§ ACTIVITY:
Can you return the records below exactly as they stand, but only from the first line through the one with "monteclora under tuner"?

*** SUPPLIED MATERIAL Section Begins ***

PR #2670, opened 2025-07-24
Method Comparison: Improve formatting/layout of table

githubnemo:
Quick improvement to reduce the dominance of columns like `{peft,train}_config` and make numbers a bit more readable through proper decimal/thousands formatting.


githubnemo:
Done. Please check again :)

PR #2943, opened 2025-12-09
Intergrate MonteCLoRA (TMLR 2025 accepted) into PEFT

victor7246:
We are integrating Monte-Carlo-based robust LoRA (MonteCLoRA), accepted at TMLR 2025 - https://openreview.net/forum?id=2HFmicB8kh. This method uses probabilistic priors and mixture-of-LoRA for robust estimation of low-rank adapters. 

* Added monteclora under tuner
* Update tuner_utils with monteclora changes
* Added fine-tuning examples on GLUE classification task with RoBERTa-base model
* All quality checks are passed.


examples/monteclora_finetuning/sequence_classification_finetune_monteclora.py
```diff
@@ -0,0 +1,229 @@
...
+# Assuming MonteCLoRA is available in your local installed PEFT version
+from peft import MonteCLoraConfig, TaskType, get_peft_model
+
+
+# ----------------------------------------------------------------------------
+# 1. Custom Trainer Definition
+# ----------------------------------------------------------------------------
+# We subclass Trainer to inject the Variational Loss (KLD + Entropy)
+# into the training loop.
+class MonteCLoRATrainer(Trainer):
```
BenjaminBossan: It should be fine to add this to the proper PEFT package, so that users don't need to copy & paste this code. A good place would be the `helpers.py` file. Also, let's define a separate mixin class with `compute_loss` and `MonteCLoRATrainer` which inherits from `Trainer` and this mixin. The reason for that is so that users who use a different `Trainer` class, say, `SFTTrainer`, can use the mixin.

src/peft/tuners/monteclora/__init__.py
```diff
@@ -0,0 +1,46 @@
...
+
+__all__ = ["MonteCLoraConfig", "MonteCLoraLinear", "MonteCLoraModel"]
+
+register_peft_method(
+    name="monteclora", prefix="lora_", config_cls=MonteCLoraConfig, model_cls=MonteCLoraModel, is_mixed_compatible=True
+)
+
+
+def __getattr__(name):
+    if (name == "Linear8bitLt") and is_bnb_available():
```
BenjaminBossan, line 37: This is all unnecessary, right? Let's remove this.

BenjaminBossan (changes requested):
Thanks for this PR to add MoneCLoRA to PEFT.

I went through the paper but must confess that I don't understand all of the math in there. I will trust you on the correctness of the implementation when it comes to this.

Regarding the PEFT integration, I think we should take a bit of a different approach. Right now, you inherit from `LoraLayer`, `LoraModel`, etc. The reason is that you can reuse most of the existing code. However, this approach can be problematic, as other code may do checks like `if isinstance(layer, LoraLayer)` assuming it gets a normal LoRA layer.

Checking the actual changes you added, I have thus a different proposal: Let's implement MonteCLoRA as a "LoRA variant". This way, users can use a normal LoRA model but with MonteCLoRA under the hood. Check the existing LoRA variants to get an idea of what is required for this:

https://github.com/huggingface/peft/blob/f2c066889543778ea3eaf43798d041bd9acda5a7/src/peft/tuners/lora/variants.py

From a user's perspective, it would look something like this:

```python
monte_clora_config = MonteCLoraConfig(...)
lora_config = LoraConfig(..., use_monteclora=monta_clora_config)  # by default use_monteclora = False
model = get_peft_model(model, lora_config)  # <= uses normal LoraModel
```

Please check if that makes sense to you.

Also, while working on this, please ensure that the copyright notice is present in all new files and with the current year. Once you finish, don't forget to call `make style`.

There are some other areas that need work, but let's get these out of the way first and then we can discuss the rest.

BenjaminBossan:
Gentle ping @victor7246

iamsecretlyflash:
Hi @BenjaminBossan , 
I am a co-author on the paper. Firstly, @victor7246 and I would like to apologise for the delay in communication.
As for the changes, we are okay with all the suggested changes and are working to incorporate them ASAP.

BenjaminBossan:
@iamsecretlyflash Please let me know when the PR is ready for review.

victor7246 (commented):
Updated PR.

src/peft/tuners/lora/config.py
```diff
@@ -693,6 +693,26 @@ class LoraConfig(PeftConfig):
...
+        metadata={
+            "help": (
+                "Enable MonteCLoRA (Monte Carlo Low-Rank Adaptation). This technique introduces variational "
+                "inference into LoRA by adding Monte Carlo sampling to the adapter weights during training. "
+                "This can improve model performance and uncertainty estimation. When enabled, you should also "
+                "provide `monteclora_config` with the MonteCLoRA hyperparameters."
+            )
+        },
+    )
+    monteclora_config: Optional[MonteCLoraConfig] = field(  # noqa: F821
```
BenjaminBossan: It never makes sense to only have `use_monteclora` and no `monteclora_config` and vice versa, right? So let's remove one of the two arguments, so e.g. only keeping `monteclora_config: Optional[MontaCloraConfig]` (default `None`).

src/peft/tuners/monteclora/config.py
```diff
@@ -0,0 +1,88 @@
...
+# limitations under the License.
+
+from __future__ import annotations
+
+from dataclasses import dataclass, field
+from typing import Optional
+
+
+@dataclass
+class MonteCLoraConfig:
```
BenjaminBossan:
```suggestion
class MonteCloraConfig:
```

IMO, this is easier to type and more consistent.

src/peft/tuners/monteclora/config.py
BenjaminBossan, line 1: Please move this to `tuners/lora/config.py`.

src/peft/tuners/monteclora/variant.py
BenjaminBossan, line 1: Please move this to `tuners/lora/variant.py`.

src/peft/tuners/monteclora_old/__init__.py
BenjaminBossan, line 1: `monteclora_old/` can be removed completely, right?

src/peft/tuners/monteclora/config.py
```diff
@@ -0,0 +1,88 @@
...
+    """
+    This is the sub-configuration class to store the configuration for MonteCLoRA (Monte Carlo Low-Rank Adaptation).
+    MonteCLoRA introduces variational inference into LoRA by adding Monte Carlo sampling to the adapter weights.
+
+    Args:
```
BenjaminBossan: Please explain the arguments better so that potential users don't need to be intimately familiar with the paper to use it. E.g. give a short idea when they should change the parameter and now (e.g. "Increasing this results in more trainable parameters").

src/peft/tuners/monteclora/variant.py
```diff
@@ -0,0 +1,188 @@
...
+
+import torch
+import torch.nn as nn
+import torch.nn.functional as F
+
+from peft.tuners.lora.layer import Linear, LoraVariant
+from peft.tuners.tuners_utils import MonteCLoRASampler
+
+
+class MonteCLoraLinearVariant(LoraVariant):
```
BenjaminBossan:
```suggestion
class MonteCloraLinearVariant(LoraVariant):
```

src/peft/tuners/tuners_utils.py
```diff
@@ -58,8 +59,7 @@
 from ._buffer_dict import BufferDict
 
 
-_torch_supports_dtensor = version.parse(torch.__version__) >= version.parse("2.5.0")
```
BenjaminBossan, line 71: Please don't make unrelated changes like this. Probably this is the result of an incorrect merge conflict resolution.

src/peft/tuners/tuners_utils.py
```diff
@@ -2059,15 +2059,238 @@ def set_requires_grad(model, adapter_names: str | Sequence[str], requires_grad:
             module.set_requires_grad(adapter_names=adapter_names, requires_grad=requires_grad)
 
 
-def get_device_map(model) -> dict:
```
BenjaminBossan, line 2210: Please don't make unrelated changes like this. Probably this is the result of an incorrect merge conflict resolution.

src/peft/tuners/tuners_utils.py
```diff
@@ -2059,15 +2059,238 @@ def set_requires_grad(model, adapter_names: str | Sequence[str], requires_grad:
...
-        device_map = model.hf_device_map
-    else:
-        # Single-device case:
-        # Recent Transformers versions intentionally skip accelerate hooks when the
-        # device_map resolves to a single device (e.g. "cpu" or one GPU), so
-        # hf_device_map is not set. All parameters are guaranteed to be on the
-        # same device, which can be inferred from the first parameter.
-        device_map = {"": next(model.parameters()).device}
-    return device_map
+class BufferedMonteCLoRASampler:
```
BenjaminBossan: Please move these MonteCLoRA-specific classes to a dedicated sub-module, e.g. `tuners/lora/monteclora.py`. Also, for consistency:

```suggestion
class BufferedMonteCloraSampler:
```

src/peft/tuners/tuners_utils.py
```diff
@@ -2059,15 +2059,238 @@ def set_requires_grad(model, adapter_names: str | Sequence[str], requires_grad:
...
+
+        sample = self.buffer[self.index]
+        self.index += 1
+        return sample
+
+    def stop(self):
+        pass
+
+
+class MonteCLoRASampler(nn.Module):
```
```suggestion
class MonteCloraSampler(nn.Module):
```

src/peft/tuners/tuners_utils.py
```diff
@@ -2059,15 +2059,238 @@ def set_requires_grad(model, adapter_names: str | Sequence[str], requires_grad:
...
+                # FIX: Explicitly move samples from buffer to the current GPU
+                z_mvn = sample["z_mvn"].to(current_device)
+                z_wishart = sample["z_wishart"].to(current_device)
+                z_dirichlet = sample["z_dirichlet"].to(current_device)
+            else:
+                # Fallback if sampler fails
+                z_mvn = torch.randn((self.monteclora_n, self.in_features, self.out_features), device=current_device)
+
+                # FIX: Explicitly move Bartlett sampling result to current device
+                z_wishart = self.sampler.wish_sampler._bartlett_sampling(torch.Size()).to(current_device)
```
BenjaminBossan: Hmm, if `sample is None`, it means that `self.sampler` is also `None`, right? How can we use it here in that case?

src/peft/tuners/tuners_utils.py
```diff
@@ -2059,15 +2059,238 @@ def set_requires_grad(model, adapter_names: str | Sequence[str], requires_grad:
...
+        """
+        if self.training and self.mc_training:
+            # DYNAMIC DEVICE DETECTION
+            # Use std_prior (nn.Parameter) as the source of truth for the current device
+            current_device = self.std_prior.device
+
+            sample = self.sampler.get() if self.sampler else None
+
+            if sample is not None:
+                # FIX: Explicitly move samples from buffer to the current GPU
```
BenjaminBossan: Please take care of this.

src/peft/tuners/tuners_utils.py
```diff
@@ -2059,15 +2059,238 @@ def set_requires_grad(model, adapter_names: str | Sequence[str], requires_grad:
...
+                z_mvn = sample["z_mvn"].to(current_device)
+                z_wishart = sample["z_wishart"].to(current_device)
+                z_dirichlet = sample["z_dirichlet"].to(current_device)
+            else:
+                # Fallback if sampler fails
+                z_mvn = torch.randn((self.monteclora_n, self.in_features, self.out_features), device=current_device)
+
+                # FIX: Explicitly move Bartlett sampling result to current device
```
BenjaminBossan: Please take care of this.

src/peft/tuners/monteclora/config.py
```diff
@@ -0,0 +1,88 @@
...
+        default=1e-4,
+        metadata={
+            "help": "Scaling factor for the Monte Carlo samples. Controls the magnitude of variational perturbations."
+        },
+    )
+    kl_loss_weight: float = field(
+        default=1e-5,
+        metadata={"help": "Weight for the KL divergence loss component in the variational objective."},
+    )
+    mc_training: bool = field(
```
BenjaminBossan: For my understanding, when would it make sense to have `mc_training=False`?

src/peft/tuners/tuners_utils.py
```diff
@@ -2059,15 +2059,238 @@ def set_requires_grad(model, adapter_names: str | Sequence[str], requires_grad:
...
+            # Calculate Weights
+            expert_weights_logits = self.dirichlet_reparameterization(
+                torch.exp(self.expert_weights_prior), z_dirichlet
+            )
+            expert_weights = torch.softmax(expert_weights_logits, dim=-1)
+            self.expert_weights = expert_weights
+
+            return var, self.expert_weights
+        else:
+            return -1, -1
```
BenjaminBossan: Let's add a comment that these are dummy values. Also, let's turn the `if` check around and early return this result, I think it's more readable that way.

src/peft/tuners/monteclora/variant.py
```diff
@@ -0,0 +1,188 @@
...
+        if isinstance(dropout, nn.Identity) or not module.training:
+            x_dropped = x
+        else:
+            x_dropped = dropout(x)
+
+        current_weight_A = lora_A.weight
+
+        if module.training and hasattr(sampler, "mc_training") and sampler.mc_training:
+            lora_A_vars, lora_A_wts = sampler()
+            if not isinstance(lora_A_vars, int):
```
BenjaminBossan: IMO, it's better to check if the value `!= -1` to make it clear it's a dummy value (and add a comment to explain it). However, I wonder if we can ever get -1 here? This code path is only reached when we're training with MC, in which case the sampler should never return -1, right?

src/peft/tuners/monteclora/variant.py
```diff
@@ -0,0 +1,188 @@
...
+                if torch.isnan(lora_A_vars).any() or torch.isnan(lora_A_wts).any():
+                    warnings.warn("MonteCLoRA sampling produced NaNs, using base weights.")
```
BenjaminBossan: It would be great to explain if this is something to be concerned about and if yes, what the user should do to change it.

src/peft/utils/peft_types.py
```diff
@@ -82,7 +83,7 @@ class PeftType(str, enum.Enum):
     OSF = "OSF"
     DELORA = "DELORA"
     GRALORA = "GRALORA"
-    CARTRIDGE = "CARTRIDGE"
```
BenjaminBossan, line 91: Undo removal of CARTRIDGE, remove MONTECLORA.

src/peft/helpers.py
```diff
@@ -251,6 +251,95 @@ def disable_input_dtype_casting(model: nn.Module, active: bool = True):
...
+            outputs = None
+
+        # 2. Calculate Variational Loss (KLD + Entropy) from MonteCLoRA samplers
+        var_loss_sum = 0.0
+        num_monte_layers = 0
+
+        # Iterate through modules to find MonteCLoRA samplers
+        for name, module in model.named_modules():
+            # Check if this is a MonteCLoRASampler by checking for the get_variational_loss method
+            if hasattr(module, "get_variational_loss") and module.__class__.__name__ == "MonteCLoRASampler":
```
BenjaminBossan: Why not check `isinstance(module, MonteCLoRASampler)`?

src/peft/helpers.py
```diff
@@ -251,6 +251,95 @@ def disable_input_dtype_casting(model: nn.Module, active: bool = True):
...
+                try:
+                    kl_loss, entropy_loss = module.get_variational_loss()
+                    var_loss_sum += kl_loss + entropy_loss
+                    num_monte_layers += 1
+                except Exception:
+                    # Silently ignore if get_variational_loss fails
```
BenjaminBossan: Does this happen often? Should something be done in that case?

src/peft/helpers.py
```diff
@@ -251,6 +251,95 @@ def disable_input_dtype_casting(model: nn.Module, active: bool = True):
...
+                    pass
+
+        # 3. Normalize the Variational Loss
+        regularization_loss = 0.0
```
BenjaminBossan: IMO, "regularization" is confusing here, it's just normalization, right?

tests/test_monteclora.py
BenjaminBossan, line 1: I think all these tests can be removed, as they're redundant with existing tests, please check `test_custom_models.py`. You only need to extend the test matrix to include MonteCLoRA, similar to what we have for DoRA there:

https://github.com/huggingface/peft/blob/8f73327fb967ab47b83aac604bbc2e193207d0f4/tests/test_custom_models.py#L94

Then you can run `pytest tests/test_custom_models.py -k "montaclora" -v` and check if these tests pass.

The only test we should keep is `test_variational_loss_computation`, which can also be moved to `test_custom_models.py` (please rename it to make it clear that it's a MonteCLoRA specific test).

tests/test_monteclora_old.py
BenjaminBossan, line 1: Please delete.

.gitignore
BenjaminBossan, line 1: Please remove.

tmp.md
```diff
@@ -0,0 +1 @@
+accesscheck
```
BenjaminBossan: Please remove.

examples/monteclora_finetuning/sequence_classification_finetune_monteclora.py
BenjaminBossan: Please update the example to use the `MonteCLoRATrainerMixin`.

BenjaminBossan (changes requested):
Thanks a lot for rewriting the PR to use LoRA variants. IMO this looks much nicer. I re-reviewed the code and focused on the PEFT integration and usability. Please check my comments.

src/peft/tuners/monteclora/config.py
iamsecretlyflash: Hi
I think changing this to just MontecloraConfig and Monteclora everywhere would be the best.

src/peft/tuners/lora/config.py
iamsecretlyflash: Updated

src/peft/tuners/monteclora/variant.py
iamsecretlyflash: Done

src/peft/tuners/monteclora/config.py
iamsecretlyflash: Done

src/peft/tuners/monteclora_old/__init__.py
iamsecretlyflash: Yup. Had kept it to compare and ensure we don't miss out on monteclora specific things. 
Have removed it

src/peft/tuners/monteclora/variant.py
iamsecretlyflash: Done

src/peft/tuners/tuners_utils.py
iamsecretlyflash: Hi!
Yes, you are correct. I think the original plan with this was to handle exceptions when fetching value from the sampler.
Updating it do that

src/peft/tuners/tuners_utils.py
iamsecretlyflash: Acknowledged and updated.

src/peft/tuners/tuners_utils.py
iamsecretlyflash: Acknowledged and updated.

src/peft/tuners/tuners_utils.py
iamsecretlyflash: Done

src/peft/tuners/monteclora/config.py
iamsecretlyflash: We added this in case someone wants to train for a few epochs and then train for more epochs without using monteclora

src/peft/tuners/monteclora/variant.py
iamsecretlyflash: So, this was added for us to debug the code. NaNs were not produced the last time we tested the code. We didn't remove this part yet so that in the slight change that someone gets NaNs they can reach out to us. There is nothing that user can do to fix this without going into depth of the code

src/peft/utils/peft_types.py
iamsecretlyflash: Done

src/peft/helpers.py
iamsecretlyflash: Hi!
No this does not happen. Removed this

src/peft/helpers.py
iamsecretlyflash: Agreed. Updated to "normalised_loss"

src/peft/helpers.py
iamsecretlyflash: Yup, this makes a lot of sense. Thanks for suggesting. Will update

src/peft/tuners/tuners_utils.py
iamsecretlyflash: Have removed this entirely

src/peft/tuners/monteclora/variant.py
iamsecretlyflash: So I decided to go ahead and remove mc_training. From the sampler and the variant as well. So now the code does not return -1,-1 and hence no need to add this check

tests/test_monteclora_old.py
iamsecretlyflash: Done

src/peft/tuners/monteclora/config.py
iamsecretlyflash: Done

iamsecretlyflash:
Hi @BenjaminBossan 
I rebased the codebase on the latest hugginface peft main branch because there were a lot of differences between the branch we were working on and the main branch. After doing that I added the relevant Monteclora commits and ran the tests

I have incorporated all the changes as discussed.

BenjaminBossan:
@iamsecretlyflash The PR now contains 263 changed files, the majority of which being *.pyc files. Could you please up all of those (add `__pycache__` to your `.gitignore`). Otherwise, the PR is impossible to review. Also, please avoid force pushes if possible, as that means I cannot review the difference compared to the last time I reviewed.

iamsecretlyflash:
Hi!
@BenjaminBossan 
I have cleaned up the repo.
Apologies for the mess and the force push.

BenjaminBossan:
Thanks for cleaning up, but there are still unrelated files:

- 2 `.gitignore`s
- the `.coverage`
- the checkpoints
- change to `int8_correction.py`

Could you please clean those up too?

iamsecretlyflash:
Hi @BenjaminBossan 

Remaining files cleand up as well

src/peft/tuners/lora/config.py
```diff
@@ -931,3 +943,87 @@ class LoraGAConfig:
...
+            Size of the internal buffer used by the Monte Carlo sampler (e.g. for storing recent statistics). Larger
+            values can stabilize the estimated variational parameters at the cost of additional memory; reduce this if
+            you are memory constrained.
+    """
+
+    monteclora_n: int = field(
+        default=8,
+        metadata={"help": "Number of Monte Carlo samples to use."},
+    )
+    monteclora_m: Optional[int] = field(
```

*** SUPPLIED MATERIAL Section Ends ***

§ SOLUTION FOR THIS TASK:
PR #2670, opened 2025-07-24
Method Comparison: Improve formatting/layout of table

githubnemo:
Quick improvement to reduce the dominance of columns like `{peft,train}_config` and make numbers a bit more readable through proper decimal/thousands formatting.


githubnemo:
Done. Please check again :)

PR #2943, opened 2025-12-09
Intergrate MonteCLoRA (TMLR 2025 accepted) into PEFT

victor7246:
We are integrating Monte-Carlo-based robust LoRA (MonteCLoRA), accepted at TMLR 2025 - https://openreview.net/forum?id=2HFmicB8kh. This method uses probabilistic priors and mixture-of-LoRA for robust estimation of low-rank adapters. 

* Added monteclora under tuner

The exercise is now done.